## Required work
Where a line below holds the string "svelte", copy that line.

____________

PR #2038, opened 2021-07-29
Remove invalid `margin-bottom: 0 0 1em 0`

Amerlander:
`margin-bottom: 0 0 1em 0;` seems invalid, so I removed it.

### DIFF
--- a/packages/create-svelte/templates/default/src/app.css
+++ b/packages/create-svelte/templates/default/src/app.css
@@ -72,7 +72,6 @@ a:hover {
 
 h1 {
 	font-size: 2rem;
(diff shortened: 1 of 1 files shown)


Conduitry:
I would imagine the intention was `margin: 0 0 1em 0`. I think we want to override the bottom margin to be 1em, but we also want to remove the top margin.

Amerlander:
I first thought the same, but when I did this the layout changes visually. And then I thought the layout got checked visually like a thousand times and therefore it might be better to just remove this line and keep the appearance like it is.

benmccann:
I can barely tell the difference, but like it better without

____________

## Problem solution
--- a/packages/create-svelte/templates/default/src/app.css
+++ b/packages/create-svelte/templates/default/src/app.css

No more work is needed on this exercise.